An exact restatement of the records below is expected.

[Stored items]
:::

PR #97, opened 2026-04-18
refactor(paper_experiments): make sample_codes dataset-agnostic (closes #85)

### LINKED ISSUE #85: Phase 4.2: Rewrite sample_codes/ to be dataset-agnostic, move to paper_experiments/
Parent: #54 (Phase 4.2). Depends on: #84.

## Goal

Rewrite the scripts under `src/every_query/sample_codes/` to work on any MEDS cohort — no hardcoded MIMIC paths — and relocate them under `src/every_query/paper_experiments/sample_codes/`.

Per [Matthew's 2026-04-18 comment on #54](https://github.com/payalchandak/EveryQuery/issues/54#issuecomment-TBD): core EQ accepts a code list as input (users pick codes of interest and pass them in); *generating* that code list — especially with ID/OOD splits — is a paper-experiments construct. Normal usage doesn't hold codes out.

## What's broken today

`src/every_query/sample_codes/sample_train_codes.py:10`:

```python
PARQUET_PATH = "/users/gbk2114/data/MIMIC_MEDS/MEDS_cohort/processed/metadata/codes.parquet"
```

Nobody outside that cluster can run it. Similarly hardcoded paths in `sample_eval_codes.py`, `sample_embedding_codes.py` (verify at implementation time).

## Proposed shape

1. Move `src/every_query/sample_codes/*` → `src/every_query/paper_experiments/sample_codes/*`.
2. Rewrite each script to take `--metadata-dir` (or Hydra `metadata_dir`) pointing at any MEDS cohort's `{metadata_dir}/codes.parquet`.
3. Parametrize filter thresholds (min subject count, etc.) via Hydra config rather than constants.
4. Register `EQ_sample_codes` (or equivalent) entry point — or keep as `python -m every_query.paper_experiments.sample_codes.sample_train_codes` if a CLI feels heavyweight for a paper-experiment script.

## Tests

- Unit test: run the sampler against a tiny synthetic `codes.parquet`, assert the output has the expected shape.
- No integration test needed — it's a dataset utility.

## Scope exclusions

- No changes to how codes are consumed by `EQ_pretrain` or downstream — that interface stays the same (a list of codes in, via Hydra).
- ID/OOD split semantics stay unchanged; just become path-agnostic.

## Acceptance criteria

- [ ] `sample_codes/` lives under `paper_experiments/`.
- [ ] No hardcoded paths remain; all inputs are Hydra-configurable.
- [ ] At least one smoke test exercising the path-agnostic flow.
- [ ] Top-level README + `paper_experiments/README.md` updated to reference the new location.

mmcdermott:
## Summary

Per @mmcdermott on #54: these scripts shouldn't be tied to one specific cluster path — *"this should just point to a MEDS dataset, then pick a set of codes to include based on the metadata/codes.parquet file, then write a list out to a file on disk that you can use. I don't see a reason why there should be any hard coded MIMIC paths."*

Closes #85.

## What changes

- `PARQUET_PATH = "/users/gbk2114/data/MIMIC_MEDS/..."` → `--metadata-dir` CLI arg on all three scripts.
- `OUT_DIR = "../train_codes"` (relative, cwd-dependent) → `--out-dir` CLI arg.
- Filter thresholds (`N_SAMPLES`, `N_REPEATS`, `SEED`, and the previously-implicit `TIME` exclude) all become CLI flags with sensible defaults.
- Shared `load codes.parquet + filter TIME` step and `stable_hash_list` helper factored into `_common.py` so a future schema change to `codes.parquet` is one edit.

No sampling semantics change — the three scripts do exactly what they did before, just with configurable inputs.

## Entry points — intentionally *not* registered

Sampler scripts are invoked a couple of times per paper run, not production surface. Leaving them as `python -m every_query.paper_experiments.sample_codes.<script>` keeps the top-level `EQ_*` namespace focused on the normal-usage pipeline. Easy one-line addition to `pyproject.toml` if that judgment changes.

## Usage example

```bash
python -m every_query.paper_experiments.sample_codes.sample_train_codes \
    --metadata-dir "$PROCESSED/metadata" \
    --out-dir "$PROJECT_DIR/train_codes" \
    --n-samples 10000 \
    --n-repeats 5
```

## Test plan

- [x] `stable_hash_list` doctest (determinism + order-sensitivity + configurable length) passes.
- [x] `pytest tests/ src/` — 192 passed.
- [x] Manually running `python -m every_query.paper_experiments.sample_codes.sample_train_codes --help` works on the packaged install.

### DIFF
--- a/src/every_query/paper_experiments/sample_codes/__init__.py
+++ b/src/every_query/paper_experiments/sample_codes/__init__.py
@@ -1,0 +1,11 @@
+"""Query-code sampling utilities for the EveryQuery paper experiments.
+
+Three argparse CLIs — see each module's docstring for details:
+
+- ``sample_train_codes`` — sample N-code YAMLs for PT runs.
+- ``sample_eval_codes`` — sample paired ID/OOD eval YAMLs given an existing train YAML.
+- ``sample_embedding_codes`` — sample codes for post-hoc embedding-visualization figures.
+
+All three load their code universe from ``{metadata_dir}/codes.parquet`` passed on the CLI —
+no hardcoded paths.  ``_common.py`` holds the shared filtering + hashing helpers.
+"""
--- a/src/every_query/paper_experiments/sample_codes/_common.py
+++ b/src/every_query/paper_experiments/sample_codes/_common.py
@@ -1,0 +1,73 @@
+"""Shared helpers for the sample-codes scripts.
+
+All three scripts in this submodule start from the same inputs — load a MEDS cohort's
+``metadata/codes.parquet``, optionally filter out codes matching an exclude pattern (TIME
+tokens by default) — and differ only in how they sample from the resulting code universe.
+Keeps those steps in one place so a future schema change to ``codes.parquet`` is a one-line
+update.
+"""
+
+import hashlib
+from pathlib import Path
+
+import polars as pl
+
+
+def stable_hash_list(items: list[str], length: int = 12) -> str:
+    """Order-sensitive, deterministic hash for a list of strings.
+
+    Used to name output files by content so re-running with the same inputs produces an
+    identically-named file (idempotent sampling run).
+
+    Examples:
+        Same list → same hash:
+
+        >>> stable_hash_list(["A", "B"]) == stable_hash_list(["A", "B"])
+        True
+
+        Order matters:
+
+        >>> stable_hash_list(["A", "B"]) != stable_hash_list(["B", "A"])
+        True
+
+        Length is configurable:
+
+        >>> len(stable_hash_list(["A"], length=6))
+        6
+    """
+    h = hashlib.sha256()
+    for x in items:
+        h.update(x.encode("utf-8"))
+        h.update(b"\n")
+    return h.hexdigest()[:length]
+
+
+def load_filtered_codes(metadata_dir: Path, exclude_pattern: str | None = "TIME") -> list[str]:
+    """Load the code universe from ``{metadata_dir}/codes.parquet`` and optionally filter.
+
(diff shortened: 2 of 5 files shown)


mmcdermott:
@copilot review

mmcdermott:
Addressed the two observations in e0ca660:

**(2) Bounds check before `random.sample`** — Applied to all three scripts. Each now calls `parser.error(...)` with a human-readable message naming the requested count and the available count *before* reaching `random.sample` (which would otherwise raise the cryptic `ValueError: Sample larger than population`).

**(1) File-open-mode inconsistency** — Pushing back on this one. The difference is intentional:

- `sample_train_codes` / `sample_embedding_codes` write to **content-hashed filenames** (`{N}_ID__{hash}.yaml`, `embed_{N}_{hash}.yaml`). Re-running with the same inputs produces the same path — exclusive-create (`"x"`) is the right idempotency guard; re-running with different inputs produces a different hash, different path, no collision.
- `sample_eval_codes` writes to a **user-supplied `--out-fp`**. The user has explicitly named the destination — overwriting it on rerun is the expected behavior (common pattern: tweak `--num-id-codes` and re-run into the same output path).

The two shapes are a feature, not a bug. Happy to add `--force` to `sample_train_codes` / `sample_embedding_codes` if we want an escape hatch, but that's scope creep for this PR.

mmcdermott:
@copilot review

mmcdermott:
@copilot review

mmcdermott:
This is probably ready to go, but I want to leave this alone for now and focus on the other parts of the repo first, before addressing this.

:::

▶ SOLUTION TO THIS PROBLEM:
PR #97, opened 2026-04-18
refactor(paper_experiments): make sample_codes dataset-agnostic (closes #85)

### LINKED ISSUE #85: Phase 4.2: Rewrite sample_codes/ to be dataset-agnostic, move to paper_experiments/
Parent: #54 (Phase 4.2). Depends on: #84.

## Goal

Rewrite the scripts under `src/every_query/sample_codes/` to work on any MEDS cohort — no hardcoded MIMIC paths — and relocate them under `src/every_query/paper_experiments/sample_codes/`.

Per [Matthew's 2026-04-18 comment on #54](https://github.com/payalchandak/EveryQuery/issues/54#issuecomment-TBD): core EQ accepts a code list as input (users pick codes of interest and pass them in); *generating* that code list — especially with ID/OOD splits — is a paper-experiments construct. Normal usage doesn't hold codes out.

## What's broken today

`src/every_query/sample_codes/sample_train_codes.py:10`:

```python
PARQUET_PATH = "/users/gbk2114/data/MIMIC_MEDS/MEDS_cohort/processed/metadata/codes.parquet"
```

Nobody outside that cluster can run it. Similarly hardcoded paths in `sample_eval_codes.py`, `sample_embedding_codes.py` (verify at implementation time).

## Proposed shape

1. Move `src/every_query/sample_codes/*` → `src/every_query/paper_experiments/sample_codes/*`.
2. Rewrite each script to take `--metadata-dir` (or Hydra `metadata_dir`) pointing at any MEDS cohort's `{metadata_dir}/codes.parquet`.
3. Parametrize filter thresholds (min subject count, etc.) via Hydra config rather than constants.
4. Register `EQ_sample_codes` (or equivalent) entry point — or keep as `python -m every_query.paper_experiments.sample_codes.sample_train_codes` if a CLI feels heavyweight for a paper-experiment script.

## Tests

- Unit test: run the sampler against a tiny synthetic `codes.parquet`, assert the output has the expected shape.
- No integration test needed — it's a dataset utility.

## Scope exclusions

- No changes to how codes are consumed by `EQ_pretrain` or downstream — that interface stays the same (a list of codes in, via Hydra).
- ID/OOD split semantics stay unchanged; just become path-agnostic.

## Acceptance criteria

- [ ] `sample_codes/` lives under `paper_experiments/`.
- [ ] No hardcoded paths remain; all inputs are Hydra-configurable.
- [ ] At least one smoke test exercising the path-agnostic flow.
- [ ] Top-level README + `paper_experiments/README.md` updated to reference the new location.

mmcdermott:
## Summary

Per @mmcdermott on #54: these scripts shouldn't be tied to one specific cluster path — *"this should just point to a MEDS dataset, then pick a set of codes to include based on the metadata/codes.parquet file, then write a list out to a file on disk that you can use. I don't see a reason why there should be any hard coded MIMIC paths."*

Closes #85.

## What changes

- `PARQUET_PATH = "/users/gbk2114/data/MIMIC_MEDS/..."` → `--metadata-dir` CLI arg on all three scripts.
- `OUT_DIR = "../train_codes"` (relative, cwd-dependent) → `--out-dir` CLI arg.
- Filter thresholds (`N_SAMPLES`, `N_REPEATS`, `SEED`, and the previously-implicit `TIME` exclude) all become CLI flags with sensible defaults.
- Shared `load codes.parquet + filter TIME` step and `stable_hash_list` helper factored into `_common.py` so a future schema change to `codes.parquet` is one edit.

No sampling semantics change — the three scripts do exactly what they did before, just with configurable inputs.

## Entry points — intentionally *not* registered

Sampler scripts are invoked a couple of times per paper run, not production surface. Leaving them as `python -m every_query.paper_experiments.sample_codes.<script>` keeps the top-level `EQ_*` namespace focused on the normal-usage pipeline. Easy one-line addition to `pyproject.toml` if that judgment changes.

## Usage example

```bash
python -m every_query.paper_experiments.sample_codes.sample_train_codes \
    --metadata-dir "$PROCESSED/metadata" \
    --out-dir "$PROJECT_DIR/train_codes" \
    --n-samples 10000 \
    --n-repeats 5
```

## Test plan

- [x] `stable_hash_list` doctest (determinism + order-sensitivity + configurable length) passes.
- [x] `pytest tests/ src/` — 192 passed.
- [x] Manually running `python -m every_query.paper_experiments.sample_codes.sample_train_codes --help` works on the packaged install.

### DIFF
--- a/src/every_query/paper_experiments/sample_codes/__init__.py
+++ b/src/every_query/paper_experiments/sample_codes/__init__.py
@@ -1,0 +1,11 @@
+"""Query-code sampling utilities for the EveryQuery paper experiments.
+
+Three argparse CLIs — see each module's docstring for details:
+
+- ``sample_train_codes`` — sample N-code YAMLs for PT runs.
+- ``sample_eval_codes`` — sample paired ID/OOD eval YAMLs given an existing train YAML.
+- ``sample_embedding_codes`` — sample codes for post-hoc embedding-visualization figures.
+
+All three load their code universe from ``{metadata_dir}/codes.parquet`` passed on the CLI —
+no hardcoded paths.  ``_common.py`` holds the shared filtering + hashing helpers.
+"""
--- a/src/every_query/paper_experiments/sample_codes/_common.py
+++ b/src/every_query/paper_experiments/sample_codes/_common.py
@@ -1,0 +1,73 @@
+"""Shared helpers for the sample-codes scripts.
+
+All three scripts in this submodule start from the same inputs — load a MEDS cohort's
+``metadata/codes.parquet``, optionally filter out codes matching an exclude pattern (TIME
+tokens by default) — and differ only in how they sample from the resulting code universe.
+Keeps those steps in one place so a future schema change to ``codes.parquet`` is a one-line
+update.
+"""
+
+import hashlib
+from pathlib import Path
+
+import polars as pl
+
+
+def stable_hash_list(items: list[str], length: int = 12) -> str:
+    """Order-sensitive, deterministic hash for a list of strings.
+
+    Used to name output files by content so re-running with the same inputs produces an
+    identically-named file (idempotent sampling run).
+
+    Examples:
+        Same list → same hash:
+
+        >>> stable_hash_list(["A", "B"]) == stable_hash_list(["A", "B"])
+        True
+
+        Order matters:
+
+        >>> stable_hash_list(["A", "B"]) != stable_hash_list(["B", "A"])
+        True
+
+        Length is configurable:
+
+        >>> len(stable_hash_list(["A"], length=6))
+        6
+    """
+    h = hashlib.sha256()
+    for x in items:
+        h.update(x.encode("utf-8"))
+        h.update(b"\n")
+    return h.hexdigest()[:length]
+
+
+def load_filtered_codes(metadata_dir: Path, exclude_pattern: str | None = "TIME") -> list[str]:
+    """Load the code universe from ``{metadata_dir}/codes.parquet`` and optionally filter.
+
(diff shortened: 2 of 5 files shown)


mmcdermott:
@copilot review

mmcdermott:
Addressed the two observations in e0ca660:

**(2) Bounds check before `random.sample`** — Applied to all three scripts. Each now calls `parser.error(...)` with a human-readable message naming the requested count and the available count *before* reaching `random.sample` (which would otherwise raise the cryptic `ValueError: Sample larger than population`).

**(1) File-open-mode inconsistency** — Pushing back on this one. The difference is intentional:

- `sample_train_codes` / `sample_embedding_codes` write to **content-hashed filenames** (`{N}_ID__{hash}.yaml`, `embed_{N}_{hash}.yaml`). Re-running with the same inputs produces the same path — exclusive-create (`"x"`) is the right idempotency guard; re-running with different inputs produces a different hash, different path, no collision.
- `sample_eval_codes` writes to a **user-supplied `--out-fp`**. The user has explicitly named the destination — overwriting it on rerun is the expected behavior (common pattern: tweak `--num-id-codes` and re-run into the same output path).

The two shapes are a feature, not a bug. Happy to add `--force` to `sample_train_codes` / `sample_embedding_codes` if we want an escape hatch, but that's scope creep for this PR.

mmcdermott:
@copilot review

mmcdermott:
@copilot review

mmcdermott:
This is probably ready to go, but I want to leave this alone for now and focus on the other parts of the repo first, before addressing this.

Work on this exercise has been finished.